Petition addressed to:
Bundesministerin Johanna Mikl-Leitner
Seit Monaten ist der Bund rund um die Flüchtlingshilfe und -integration bei etlichen Hilfsorganisationen in Zahlungsverzug. Das bedeutet unkalkulierbare Kosten für die Organisationen. Laut Medienberichten sind dadurch etliche NGOs an den Rand der Zahlungsunfähigkeit gedrängt worden. Der neueste Plan der Bundesregierung, Spendengelder, die an NGOs zur Unterstützung von Flüchtlingen ergangene sind, von den Förderungen abzuziehen, ist eine Verhöhnung der Österreichischen Zivilgesellschaft und deren Hilfsorganisationen. Diese sind ohne zu zögern mit Unterstützung der Bevölkerung eingesprungen, haben staatliche Aufgaben übernommen und sollen nun dafür bestraft werden.

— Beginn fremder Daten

PR #73, opened 2023-04-12
[LD-72] Integration tests CI

kezc:
### Description
- Added workflow to run UI tests on Firebase Test Lab. Currently, we only run tests on one emulated device - Pixel 2
- Extracted 2 actions
    - `prepare-android-env` for preparing jdk and gradle
    - `clean-up-gradle-cache` for clearing gradle cache

As you can see in this PR, the test passes correctly. Here https://github.com/appunite/Loudius/actions/runs/4698047629/jobs/8329849106?pr=73 you can see a non-passing test.


Krzysiudan (approved):
LGTM!

.github/actions/clean-up-gradle-cache/action.yml
Krzysiudan, line 1: **Praise:** Nice extraction of that 2 actions 👏

.github/actions/clean-up-gradle-cache/action.yml
```diff
@@ -0,0 +1,10 @@
+name: "Clean up gradle cache workflow"
+description: "Remove some files from the Gradle cache, so they aren't cached by GitHub Actions. Restoring these files from a GitHub Actions cache might cause problems for future builds."
```
jacek-marchwicki: question: I know this was done before, but I have a few questions to the code:
1. Why do you think, this might cause problems for the future builds? If the problems happen, is there any other way of just cleaning the case in the situation?
2. You've had set up caching by using `gradle/gradle-build-action@v2`, why you wont to disable it now?
3. There is an option to disable cache in gradle-build-action plugin: https://github.com/gradle/gradle-build-action#caching, why not use this option?

.github/workflows/run-ui-test.yml
```diff
@@ -0,0 +1,38 @@
...
+    runs-on: ubuntu-20.04
+
+    steps:
+      - name: Checkout
+        uses: actions/checkout@v3
+
+      - name: Prepare Android Environment
+        uses: ./.github/actions/prepare-android-env
+
+      - name: Assemble app debug APK
```
jacek-marchwicki: suggestion: when you'll execute `assembleDebug` and `assembleDebugAndroidTest` in one command, you can better leverage multicore, while those two commands are executed together. I think about: `./gradlew assembleDebug assembleDebugAndroidTest`

jacek-marchwicki (approved):

.github/actions/clean-up-gradle-cache/action.yml
kezc: 1. We have it because I got it from Wire's CI setup... I think we could remove it for now, see if the problems occur, and eventually restore it. What do you think?
2. I don't want to disable it, but I see it's both in `prepare-android-env` and `run-unit-test`
3. I didn't know about this option.

jacek-marchwicki: | I think we could remove it for now, see if the problems occur, and eventually restore it. What do you think?
Good! ;)

jacek-marchwicki (approved):
lgtm

PR #74, opened 2023-04-17
[LD-84] Auth failure improvements

Krzysiudan:
## Changes: 
- made AuthFailureInterceptor not use the coroutine
- corrected CoroutineHelpers package 
- remove obsolete AuthFailureHandler interface. 

## Why
To improve the code by fixing issues described here: 
https://loudius.atlassian.net/jira/software/projects/LD/boards/3?selectedIssue=LD-84

### DIFF
--- a/app/src/main/java/com/appunite/loudius/di/GeneralModule.kt
+++ b/app/src/main/java/com/appunite/loudius/di/GeneralModule.kt
@@ -14,24 +14,19 @@
  * limitations under the License.
  */
 
-package com.appunite.loudius.network.intercept
+package com.appunite.loudius.di
 
-import com.appunite.loudius.network.utils.AuthFailureHandler
-import javax.inject.Inject
-import okhttp3.Interceptor
-import okhttp3.Response
+import dagger.Module
+import dagger.Provides
+import dagger.hilt.InstallIn
+import dagger.hilt.components.SingletonComponent
+import kotlinx.coroutines.CoroutineDispatcher
+import kotlinx.coroutines.Dispatchers
 
-class AuthFailureInterceptor @Inject constructor(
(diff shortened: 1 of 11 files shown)


app/src/main/java/com/appunite/loudius/di/GeneralModule.kt
```diff
@@ -0,0 +1,32 @@
...
+import kotlinx.coroutines.CoroutineDispatcher
+import kotlinx.coroutines.Dispatchers
+
+@InstallIn(SingletonComponent::class)
+@Module
+object GeneralModule {
+
+    @Provides
+    fun provideDefaultDispatcher(): CoroutineDispatcher = Dispatchers.Default
+}
```
Krzysiudan: **Info** This can feel like a redundant piece of code, but it's needed because the Hilt has a problem with the default value of the argument if there is only one argument. 

It is widely described in the following StackOverflow post : 
https://stackoverflow.com/questions/55240472/types-may-only-contain-one-inject-constructor

app/src/main/java/com/appunite/loudius/di/GeneralModule.kt
```diff
@@ -0,0 +1,32 @@
...
+import dagger.Module
+import dagger.Provides
+import dagger.hilt.InstallIn
+import dagger.hilt.components.SingletonComponent
+import kotlinx.coroutines.CoroutineDispatcher
+import kotlinx.coroutines.Dispatchers
+
+@InstallIn(SingletonComponent::class)
+@Module
+object GeneralModule {
```
kezc: suggestion: Maybe it could be named `DispatchersModule`?

kezc (approved):

nowakweronika (approved):

PR #75, opened 2023-04-17
[LD-86] Use fake shared preferences for UserLocalDataSourceTest instead of mock

Krzysiudan:
## Changes: 
- used fake shared preferences for UserLocalDataSourceTest instead of mock

## Why: 
To improve the code proposed by suggestion in #59


kezc (approved):
LGTM

nowakweronika (approved):

PR #76, opened 2023-04-17
[LD-85] View state in sealed class

Krzysiudan:
## Changes: 
- refactored PullRequestScreen to use view state in sealed class

## Why: 
To improve the code by the suggestion proposed in #59 
image

https://loudius.atlassian.net/jira/software/projects/LD/boards/3/backlog?issueParent=10117&selectedIssue=LD-85

## Reason for a draft: 
I'm not so convinced that there are more gains than pains from refactoring to the view state in sealed class. Moreover, in implementation with a sealed class every time we would like to get the data from the `Loaded` state we need to cast it, so that's extra work to do. 
Can you share your opinions with me? 
Or maybe you have an idea of how to upgrade my implementation? 🤔

### DIFF
--- a/app/src/main/java/com/appunite/loudius/ui/pullrequests/PullRequestsScreen.kt
+++ b/app/src/main/java/com/appunite/loudius/ui/pullrequests/PullRequestsScreen.kt
@@ -69,7 +69,7 @@ fun PullRequestsScreen(
 private fun navigateToReviewers(
     state: PullRequestState,
     navigateToReviewers: NavigateToReviewers,
-    viewModel: PullRequestsViewModel
+    viewModel: PullRequestsViewModel,
 ) {
     state.navigateToReviewers?.let {
         navigateToReviewers(
@@ -100,7 +100,6 @@ private fun PullRequestsScreenStateless(
                 is Data.Loading -> LoudiusLoadingIndicator(Modifier.padding(padding))
                 is Data.Loaded -> PullRequestContent(state.data, padding, onAction)
             }
-
         },
     )
 }
@@ -234,7 +233,7 @@ fun PullRequestsScreenPreview() {
                             createdAt = LocalDateTime.parse("2022-01-29T16:31:41"),
                         ),
                     ),
-                )
+                ),
             ),
             onAction = {},
         )
--- a/app/src/main/java/com/appunite/loudius/ui/pullrequests/PullRequestsScreen.kt
+++ b/app/src/main/java/com/appunite/loudius/ui/pullrequests/PullRequestsScreen.kt
@@ -97,10 +97,10 @@ private fun PullRequestsScreenStateless(
                     modifier = Modifier.padding(padding),
                     onButtonClick = { onAction(PulLRequestsAction.RetryClick) },
                 )
-
                 is Data.Loading -> LoudiusLoadingIndicator(Modifier.padding(padding))
                 is Data.Loaded -> PullRequestContent(state.data, padding, onAction)
             }
+
         },
     )
 }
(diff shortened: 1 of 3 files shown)


app/src/main/java/com/appunite/loudius/ui/pullrequests/PullRequestsScreen.kt
```diff
@@ -57,50 +57,67 @@ fun PullRequestsScreen(
...
+                    LaunchedEffect(state.navigateToReviewers) {
+                        state.navigateToReviewers?.let {
+                            navigateToReviewers(
+                                it.owner,
+                                it.repo,
+                                it.pullRequestNumber,
+                                it.submissionTime
+                            )
+                            onAction(PulLRequestsAction.OnNavigateToReviewers)
+                        }
```
Krzysiudan: **Info:** In that case it would be probably better to move navigation events to a separate flow.

app/src/main/java/com/appunite/loudius/ui/pullrequests/PullRequestsViewModel.kt
```diff
@@ -33,12 +33,14 @@ sealed class PulLRequestsAction {
...
-    val isLoading: Boolean = false,
-    val isError: Boolean = false,
-)
+sealed class PullRequestState {
+    object Loading : PullRequestState()
+    object Error : PullRequestState()
+    data class Loaded(
+        val pullRequests: List<PullRequest> = emptyList(),
+        val navigateToReviewers: NavigationPayload? = null,
+    ) : PullRequestState()
```
nowakweronika: Suggestion: What do you think about `Success` instead of `Loaded` or something like that?

app/src/main/java/com/appunite/loudius/ui/pullrequests/PullRequestsScreen.kt
```diff
@@ -57,50 +57,67 @@ fun PullRequestsScreen(
...
+                        state.navigateToReviewers?.let {
+                            navigateToReviewers(
+                                it.owner,
+                                it.repo,
+                                it.pullRequestNumber,
+                                it.submissionTime,
+                            )
+                            onAction(PulLRequestsAction.OnNavigateToReviewers)
+                        }
+                    }
```
nowakweronika: Suggestion: Maybe we can extract this part of code as a function? WDYT?

nowakweronika (commented):
Overall I like this concept more that previous :D

app/src/main/java/com/appunite/loudius/ui/pullrequests/PullRequestsViewModel.kt
jacek-marchwicki: suggestion: What do you think about:

```kotlin
sealed class Data {
  object Loading : Data()
  object Error : PullRequestState()
  data class Loaded(val pullRequests: List<PullRequest>)
}

data class PullRequestState(
  val data: Data,
  val navigateToReviewers: NavigationPayload? = null,
)
```

So `navigateToReviewers` is not related to the sealed class.

jacek-marchwicki (approved):
lgtm

app/src/main/java/com/appunite/loudius/ui/pullrequests/PullRequestsScreen.kt
Krzysiudan: Done

app/src/main/java/com/appunite/loudius/ui/pullrequests/PullRequestsViewModel.kt
Krzysiudan: Done with that extra `Data` class.

PR #78, opened 2023-04-18
[LD-64]: Make UI presentable on all devices screen

nowakweronika:
## Description
A lot of our screens doesn’t work on smaller screens. We need to ensure everything is presented fine on smaller screens too. I checked the bigger one too :) Give me feedback please, WDYT about bigger screen? Should we implement different UI for them?

## Link
[LD-64 Ensure app is working on smaller screens](https://loudius.atlassian.net/browse/LD-64)

## Demo
| 4" | 5.6" | 10.1" |
|------------------|----------------|----------------|
| Screenshot 2023-04-19 at 12 21 16 | Screenshot 2023-04-19 at 12 21 36 | Screenshot 2023-04-19 at 12 22 48 |

### DIFF
--- a/app/src/main/java/com/appunite/loudius/ui/components/LoudiusFullScreenError.kt
+++ b/app/src/main/java/com/appunite/loudius/ui/components/LoudiusFullScreenError.kt
@@ -19,17 +19,23 @@ package com.appunite.loudius.ui.components
 import androidx.compose.foundation.Image
 import androidx.compose.foundation.layout.Arrangement
 import androidx.compose.foundation.layout.Column
+import androidx.compose.foundation.layout.Spacer
 import androidx.compose.foundation.layout.fillMaxSize
+import androidx.compose.foundation.layout.fillMaxWidth
 import androidx.compose.foundation.layout.padding
 import androidx.compose.runtime.Composable
 import androidx.compose.ui.Alignment
 import androidx.compose.ui.Modifier
+import androidx.compose.ui.platform.LocalConfiguration
+import androidx.compose.ui.platform.LocalDensity
 import androidx.compose.ui.res.painterResource
 import androidx.compose.ui.res.stringResource
 import androidx.compose.ui.tooling.preview.Preview
 import androidx.compose.ui.unit.dp
 import com.appunite.loudius.R
 import com.appunite.loudius.ui.theme.LoudiusTheme
+
+private const val minHeightToFitSpacer = 1856
 
 @Composable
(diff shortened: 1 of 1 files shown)


app/src/main/java/com/appunite/loudius/ui/components/LoudiusFullScreenError.kt
```diff
@@ -19,31 +19,92 @@ package com.appunite.loudius.ui.components
...
 @Composable
 fun LoudiusFullScreenError(
     modifier: Modifier = Modifier,
     errorText: String = stringResource(id = R.string.error_dialog_text),
     buttonText: String = stringResource(id = R.string.try_again),
     onButtonClick: () -> Unit,
+) {
+    val density = LocalDensity.current
+    val configuration = LocalConfiguration.current
+    val screenHeight = with(density) { configuration.screenHeightDp.dp.roundToPx() }
```
kezc, line 48: question: have you considered comparing values in dp instead of px? I think it could be a safer solution. You can see the sample sizes here https://developer.android.com/guide/topics/large-screens/support-different-screen-sizes#window_size_classes

app/src/main/java/com/appunite/loudius/ui/components/LoudiusFullScreenError.kt
```diff
@@ -19,31 +19,92 @@ package com.appunite.loudius.ui.components
...
+                .fillMaxWidth(),
+            horizontalAlignment = Alignment.CenterHorizontally,
+            verticalArrangement = Arrangement.SpaceBetween,
+        ) {
+            ErrorImage()
+            ErrorText(text = errorText)
+            LoudiusOutlinedButton(
+                onClick = onButtonClick,
+                text = buttonText,
+            )
```
Krzysiudan, line 90: **Suggestion** Those 3 composables can be extracted to single function and then reused in `ScreenErrorWithoutSpacers` and `ScreenErrorWithSpacers`.

Krzysiudan (approved):
LGTM.

app/src/main/java/com/appunite/loudius/ui/components/LoudiusFullScreenError.kt
nowakweronika: I can't take values from this article because the smallest screen is in `medium height`. I can only do it in dp instead of px, but with this values.

kezc (approved):

nowakweronika:
@kezc

PR #80, opened 2023-04-20
Nicer way of scaling

jacek-marchwicki:
**WARNING**: Consider this PR as PoC. I haven't verified this on device, so before merging, please test this change.

# Why?
We would like to have a screen that scales nicely across different devices

# What?

While implementing screens that should be presented nicely on different screen sizes, there is a natural tendency to distinguish devices between different categories: screens that are larger than X, smaller than Y. This might be good for some cases, but usually we should try not to implement two different screens, but make screen behave correctly on all screens sizes. Especially, we should keep in mind, that devices might be portrait and landscape. 

For testing this in jetpack compose, I suggest using previews with different screen sizes, that helps ensure that the screen looks great for a variety of devices, without a need for running the app on all those devices type at once. 
It's a good practice to specify those common devices types in some constant values, so we don't need to think too much about those devices types every time we implement a new screen.

Moreover, if we're not creating completely different UI for different screen sizes, it is better to make some small adjustments to the screen then creating completely new screen from scratch. This will make our app less prone to errors like forgetting to add a button only on one screen size.
Those adjustments might be:
* Change the font size depending on the screen size
* Set bigger vertical padding on device wider than 620dp.
* Add weighted parameter as padding (column/row with spacers)

On screens, where we mainly present short amount of data, like welcome screens, error screens. It's good practice to use weighed parameters. It's also good practice to add left and right paddings.

# Screenshots
| | | | | | |
|-|-|-|-|-|-|
| img | | img_1 | img_2 | img_3 | img_4 |

# TODO
- [x] During Code Review, I verified the PoC implementation.


app/src/main/java/com/appunite/loudius/ui/components/LoudiusFullScreenError.kt
```diff
@@ -155,3 +104,51 @@ fun LoudiusErrorScreenPreview() {
...
+            errorText = stringResource(id = R.string.error_dialog_text),
+            buttonText = stringResource(R.string.try_again),
+            onButtonClick = {},
+        )
+    }
+}
+
+@Preview(showSystemUi = true, device = ReferenceDevices.SmallPhoneLandscape)
+@Composable
+fun LoudiusErrorScreenPreviewSmallPhoneLandscape() {
```
marcin-adamczewski: AFAIK they recently added multi-preview annotation. I think it could work here well.
[LINK](https://developer.android.com/jetpack/compose/tooling/previews#preview-multipreview)

Krzysiudan (approved):
Lgtm! 
Thanks for sharing, that's a nice way of scaling 👌

nowakweronika (approved):

jacek-marchwicki:
@marcin-adamczewski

Dieses Agieren führt den Spendengedanken ad absurdum und ist ein Anschlag auf die Hilfsbereitschaft der noch vor wenigen Monaten so viel gelobten Zivilgesellschaft, die mit der Absicht Flüchtlinge zu unterstützen gespendet hat und nun dazu benutzt wird Einsparungen zu legitimieren!
Sehr geehrte Frau Innenministerin, nehmen Sie diesen Plan zurück!
Reason
Zuerst wurden medienwirksam Dankesbriefe geschrieben und nun sollen die Hilfsorganisationen, die von privaten Spendern und Spenderinnen zweckgewidmete Unterstützung für die Flüchtlingshilfe erhalten haben, bestraft werden, indem ihnen die Spenden von den Förderungen abgezogen werden sollen. Das ist ein Angriff auf die Hilfsbereitschaft der noch vor wenigen Monaten so viel gelobten Zivilgesellschaft - jetzt nimmt man jene, die dort eingesprungen sind wo die Regierung versagt hat, auch noch in die Mangel, indem man sie betraft, weil ihnen die Zivilgesellschaft zur Seite gestanden ist.